Furthermore, like the polymers, the SWNT shows a low cost manufacturing method that can replicate hundreds of thermocouples in a TE device. A simple comparison with solar cells shows the importance of material costs. Currently, a TE device has the efficiency five times lower than solar cells, but it requires fifty times more active material.
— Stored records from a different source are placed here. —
PR #1354, opened 2026-08-08
docs(specs): RMA / customer returns module — spec and research

sidgaikwad:
## What

Design spec for a customer-returns (RMA) module, written to the `.ai/specs` convention — **no code in this PR**. Posting it as a PR so the design can be reviewed and commented on before any planning/implementation.

- Spec: `.ai/specs/2026-08-07-rma-module.md`
- Research: `.ai/research/2026-08-07-rma-module.md` (Business Central, NetSuite, Epicor, Infor, SAP B1, Odoo, Katana, Fulcrum — primary-source cited, gaps flagged)

## Design in one paragraph

A non-posting `salesReturnOrder` header + lines document in the Sales module — the model every document-first ERP surveyed converges on. It authorizes returns with optional links to the originating order/shipment/invoice (blind returns supported), receives goods through the **existing receipts system** by activating the pre-plumbed-but-unused `"Sales Return Order"` value in `receiptSourceDocument`, re-enters inventory at **original outbound cost** (exact cost reversing, with a per-reason zero-value hook for damaged goods), reactivates the **same `trackedEntity`** so serial/batch genealogy survives the round trip, escalates Scrap/Rework/MRB to the **existing quality Issues module** (Epicor's Fail→DMR pattern), and settles via the **existing AR credit `memo`** (plus a per-line credit-breakdown table) and an optional linked replacement sales order. Everything is additive — no renames, no drops, no new permission scopes.

## Review focus

All 14 open questions were resolved without a reviewer in the loop and are recorded inline in the spec's Open Questions section (marked **Autonomous:**) — they are decisions, not facts. Most worth scrutiny:

- Additive enum values: `disposition` gains `'Return to Customer'`; `nonConformanceAssociationType` gains `'Sales Return Order'`
- Additive columns: `memo.salesReturnOrderId`, `accountDefault.salesReturnsAccount` (+ a seeded contra-revenue account)
- Scrap/Rework GL routed through quality Issues (`post-nonconformance`) instead of RMA-native posting
- Exact-cost reversal from the shipment's cost layers — flagged as the riskiest part of the design (see Risks)

## Summary by CodeRabbit

* **Documentation**
  * Added research comparing return and RMA workflows across major business platforms.
  * Documented customer and supplier return processes, including authorization, receipt or shipment, reasons, dispositions, credits, replacements, repairs, and quality review.
  * Defined lifecycle states, validation rules, inventory and tracking behavior, costing, accounting outcomes, and completion safeguards.
[...]

PR #1392, opened 2026-08-14
feat: Returns module — customer RMAs and supplier returns

sidgaikwad:
Tracking spec: .ai/specs/2026-08-07-rma-module.md (merged via #1354)
Implementation plan: .ai/plans/2026-08-14-rma-module.md

## What this adds

The full Returns module v1 from the spec — both directions, everything additive:

**Customer RMAs (`salesReturnOrder`, Sales module)**
- Non-posting authorization document with `RMA000001` sequence ids, receipt-driven statuses (Draft → Confirmed → Partially Received → Received → Completed/Cancelled), per-line `closedComplete` short-close, and a customizable PDF generated + attached at Confirm.
- Lines link optionally to sales order / shipment / invoice lines; the "from document" picker offers only reversible quantities (shipped − already authorized), and the reversible cap is re-checked at Confirm inside a row-locked transaction so concurrent RMAs cannot jointly over-authorize a source line.
- Receiving reuses the receipts system end-to-end (`receiptSourceDocument 'Sales Return Order'` was pre-plumbed): `create` gains a `receiptFromSalesReturnOrder` case, `post-receipt` a return branch that re-enters stock at the **original outbound cost** (resolved from the source shipment's cost-ledger consumption rows, with current-cost fallback and a zero-value path for reasons flagged `inventoryValueZero`), posts Dr Inventory / Cr COGS, and **reactivates the same tracked entities** `On Hold` with a `Return Receipt` genealogy activity. Void reverses quantities, status, journal, entity states, and zeroes the receipt's own cost layers.
- Serial/batch return receipts pick **which expected entities arrived** (re-tagging the existing Consumed entity) instead of minting new serials.
- Dispositions use the existing quality vocabulary: Use As Is releases entities to Available; Return to Customer ships back through a `'Sales Return Order'` shipment; Scrap/Rework escalate into a pre-associated quality Issue (the Issue owns approvals and GL via the existing close flow).
- Credit generates the existing AR `memo` (header-level, unchanged shape) plus a `salesReturnOrderCreditLine` breakdown; `quantityCredited` derives from Posted memos so voiding un-credits automatically. `post-memo` routes return-linked memos to the new seeded **4900 Sales Returns** contra-revenue account (fallback `salesAccount`). Per-line restocking fee as a 0–1 fraction. Replacement orders draft a `resolvePrice`-priced sales order with a cross-link.

**Supplier returns (`purchaseReturnOrder`, Purchasing module)**
- Direction-flipped mirror: authorize → **ship** (via `shipmentSourceDocument 'Purchase Return Order'`) → credit. `RTS000001` ids, the supplier's own RMA number on the header, shared `returnReason` table, no disposition stage.
- Lines are always inventory-UOM (PO-line prices converted once at authoring); the picker is receipt-lineage-first with explicit blind-return flagging; the confirm cap bases on receipt lines → PO lines (× conversion factor) → invoice lines.
- `post-shipment` relieves at carried cost (Cr Inventory / Dr GR/IR Clearing, reversing the receipt posting), marks entities Consumed with a `Return Shipment` activity, and drives the Confirmed → Partially Shipped → Shipped ladder; void reverses it.
- Supplier credit memos post against GR/IR Clearing; replacement POs price from the linked PO line / supplier part.

**Quality bridge**
- Two new Issue association types (RMA lines, supplier return lines).
- An Issue with `'Return to Supplier'` dispositions gets a **Create Supplier Return** action: supplier auto-resolution (explicit → associated supplier → receipt-derived), per-quantity ownership rows on the association junction, idempotent re-invocation. `closeIssue` blocks while a linked return is open, writes off only the shipped-uncovered remainder (no double relief), and leaves return-shipped entities Consumed.

## Spec drift resolved during implementation (flagged, not silently redesigned)

- `nonConformanceAssociationType` is a TS const array, not a DB enum — the new keys are app-side; the junction tables follow the real NC-sibling shape (bare id PK, denormalized readable ids, quality_* RLS).
- `post-memo` derives `reasonAccount` at post time rather than reading it — resolved with one additive branch keyed on the new `memo.salesReturnOrderId`/`purchaseReturnOrderId` columns; the journal builder is untouched.
- `id('pro')` collides with `procedure` — supplier returns use `id('pret')`/`id('pretl')`.
- Shipments post `itemLedger.entryType 'Negative Adjmt.'`, not `'Sale'` — return identities ride on `documentType` (`'Sales Return Receipt'`/`'Purchase Return Shipment'`, both pre-existing unused values), matching the real machinery.
- The `documentSourceType` migration in this branch is a defensive no-op (`ADD VALUE IF NOT EXISTS` for values that already exist since 2024) — kept because it is already recorded in local migration history.

## Verification

- Scoped typechecks (`erp`, `@carbon/database`, `@carbon/documents`), Biome, and the full workspace test suite (23/23, including the conformance gate) pass; the new pure cost resolver has its own test file.
- Verified end-to-end against the local dev stack: RMA from a shipped serialized order (picker → cap rejection of over-authorization → confirm + PDF → receipt → posting at the exact original outbound cost 2 × 782.4183 vs 1899 sale price → same serials back On Hold with Return Receipt genealogy → Use As Is → Available → 10%-fee credit memo 3418.20 posted to 4900 Sales Returns → quantityCredited derived → Completed), receipt void (full rollback + zeroed layers), and the supplier mirror (RTS with supplier RMA number → confirm + PDF → shipment posting Cr Raw Materials / Dr GR/IR at carried cost → Shipped → AP credit against GR/IR Clearing).
- A step-by-step manual verification guide is at `.ai/docs/2026-08-14-returns-module-manual-checks.md`.

Out of scope per the spec review: creating customer RMAs from NCRs/quality issues (deferred to a follow-on spec).

## Summary by CodeRabbit

* **New Features**
  * Added customer RMAs and supplier return orders with lifecycle tracking, credits, replacements, and downloadable PDF documents.
  * Added returnable-item selection, serial/batch tracking, and return-specific receiving and shipping workflows.
  * Added configurable return reasons, quality-issue associations, supplier returns from issues, and inventory/accounting integration.
* **Bug Fixes**
  * Improved quality-issue closure and inventory handling for returned items.
* **Documentation**
  * Added manual test coverage and workflow guidance.
* **Localization**
  * Added translated return-related interface text across supported languages.


sidgaikwad:
Addressed the review in 49da06076. Summary of what changed and what was deliberately left:

**Fixed (CodeRabbit)**
- `create` edge fn: all three new return cases now reject re-sourcing when the existing receipt/shipment is not Draft, before any line delete.
- `closeIssue`: the linked-returns read and the tracked-entity picks read now fail the close on error instead of silently treating returns as absent.
- Shipment `lines.tracking`: the status-guarded update selects its rows and reports a conflict when zero rows matched.
- Receipt `lines.tracking`: `trackingType` union widened to include `returnEntity`.
- Bulk `update` routes (both modules): an unknown currency code now errors instead of falling through and leaving a stale `exchangeRate`.
- `$id.supplier-return`: explicit `supplierId` is validated against the company.
- Views: `companyId` predicates added to both list views' laterals; header FK indexes (`salesOrderId`, `replacement*Id`, `locationId`, PO equivalents) added; the 4900 backfill now sets `consolidatedRate: 'Average'` to match the seed.
- Credit modals: values interpolated inside single `<Trans>` elements.
- Line-details loaders: readable-id lookups collapsed to parallel embedded selects.
- Shipment/receipt `new` + shipment `details`: default-location guard and `getEdgeFunctionErrorMessage`/logging parity for the new return branches.
- Dead `salesReturnOrderComplete`/`purchaseReturnOrderComplete` path helpers removed; stale "follow-up" comments removed; returnable-lines and credit loaders log their query errors.
- The manual-check doc's destructive local-DB appendix replaced with rebuild-from-migrations guidance.

**Fixed (self-review, same commit)**
- FX: supplier-return pricing now reads `supplierUnitPrice` (supplier currency) rather than the base-currency `unitPrice` generated column — picker, issue bridge, and replacement PO.
- The supplier-return entity picker and bridge provenance check were anchored on a `Supplier` attribute nothing writes; both now resolve through the `Receipt` attribute → `receipt.supplierId`.
- Confirm caps: `companyId` predicates on the row-locked source reads (both modules).
- Line routes: membership of the line in the URL's order is verified, the parent id can't be swapped via the form, and quantities lock once the order leaves Draft (line adds are Draft-only) — so the confirm-time caps can't be bypassed after the fact.
- `post-shipment`: only a Posted shipment can void (a double void re-subtracted `quantityShipped`); `create` gates return-to-customer shipments on received statuses; `post-receipt` SRO posting allowlists statuses and its void refuses while a credit memo exists.
- Use-As-Is disposition release is one Kysely transaction (line + entity flips + genealogy rows).
- Cancel/complete guards fail on query errors; replacement creators gained a status guard, an error check, and a batched line insert; issue escalation checks its three NCR-link writes and requires `sales_update`.

**Left as-is, with reasons**
- Credit lines store full-precision values while the memo total is rounded at `currency.decimalPlaces` — per the numeric-precision standard (round at the settlement boundary only).
- `xid()` on `returnReason`/credit-line tables — matches recent child-table precedent (storage-type, cost-centers).
- `id('pret')` — `id('pro')` is already the procedure prefix; now commented at the column definition.
- `JSX.Element` in the documents block types — matches the sibling `salesOrder` block; the repo is on React 18 and the package typechecks.
- Tracked-entity pick setters use delete+insert without a transaction — picks are advisory pre-receipt data, re-saveable, and the authoritative validation happens at receiving.
- `lineNumber` read-then-write allocation and `bypassRls` on header create — both match the existing order-route conventions.
- Deno std 0.175.0 in the new test matches every other function test.
- `.in()` on `attributes ->> Receipt Line` verified equivalent to `.eq` against the live PostgREST.
- Returnable-lines pickers are bounded by supplier/customer + Posted + optional document filters; pagination there is deferred with the same shape as the app's other pickers.

**Known follow-ups (out of scope here)**
- Cross-link-type cap double counting: one line linked by `salesOrderLineId` and another by the same goods' `shipmentLineId` are capped independently. Closing this needs linkage-graph resolution across the three link columns.
- Return-shipment voids reverse the ledger/journal but don't restore consumed FIFO cost layers — the same gap the existing sales-order shipment void has; worth one shared fix.
- The GRNI offset on supplier-return credit memos books the memo amount while the shipment relieved carried cost; a variance line would make the account self-clearing.

sidgaikwad:
Addressed review rounds 2–4 in 4664b4242 + 845ce62d3. All 22 comments (20 inline + 2 body nitpicks) are handled:

**Fixed**
- Receive/Ship buttons disable while a create submission is in flight (`useNavigation`), on top of the server-side open-draft dedup.
- Line-details loaders: every readable-id lookup scoped by `companyId`, and the loader now verifies the line belongs to the URL's order (same check the action already had).
- Shipment `lines.tracking`: the guarded update runs **before** the stale-attribute clear — a status conflict no longer strips the previous assignment.
- The open-draft dedup lookups (receipt + both shipment cases) fail closed on query error.
- Returnable-lines modals: a line only counts as added when the action redirects to the new line's URL — validation errors and flashed failures no longer report success — and a mid-loop failure reports how many lines actually landed.
- Credit modals close on successful submit; the disposition select re-syncs to the loader's persisted value when its fetcher settles (reverts on failure).
- Blind return lines now price through `api/sales/resolve-price` (customer overrides, quantity breaks, pricing rules), falling back to `itemUnitSalePrice` on error; linked lines keep source-document pricing.
- Issue association route: both parent return-order lookups scoped by `companyId`; delete routes fail closed when the lines query errors.
- Migrations: composite `("id","companyId")` PK on both NC junction tables; the 4900 adoption UPDATE also requires `name = 'Sales Returns'` so a customized chart's unrelated 4900 is never adopted (NULL → documented `salesAccount` fallback).
- Accounting sync: `defaultEnabled: false` journal source types are now strictly opt-in at the posting gate — the return journals no longer auto-sync on upgraded integrations (the "always-on" set is unchanged for the frozen v2 types).
- PDF line blocks render "Total" without a literal `null` currency code (both directions).
- i18n: the three new returns strings are translated in all 12 locales, plus the four Russian wording fixes as suggested; the reason-load fallback now surfaces its error.

**Partial, with reasons**
- NC junction identity: the composite PK is applied, but a composite `("nonConformanceId","companyId")` FK is not possible — `nonConformance` has a bare-`id` primary key, as do all 11 existing `nonConformance*` association tables that reference it the same way. Changing that PK is out of scope for this PR; the app stamps `companyId` from the session on every insert (noted in the migration).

Therefore, enhancement the power factor is an important step towards the widespread use of the TE.

Another point to overcome is that the SWNTs show a small $ZT$ value about 0.12 at $T=300$ K compared with the traditional TE materials such as Bi${}_2$Te${}_3$ ($ZT=0.8$ at $T=300$ K). At present, this problem has not yet been solved, mainly due to the high thermal conductivity of the SWNTs. However, one can foresee many applications to take advantages of both the SWNTs and the traditional TE materials. For example, Bi${}_2$Te${}_3$-SWNT hybrid material showed a high-performing and highly flexible TE composite with the power factor and $ZT$ of about 1600 μ$\mathrm{W}/\mathrm{m}{\mathrm{K}}^2$ and 0.9, respectively [95]. A flexible TE device can be used for many applications such as clothes capable of powering various devices from body heat.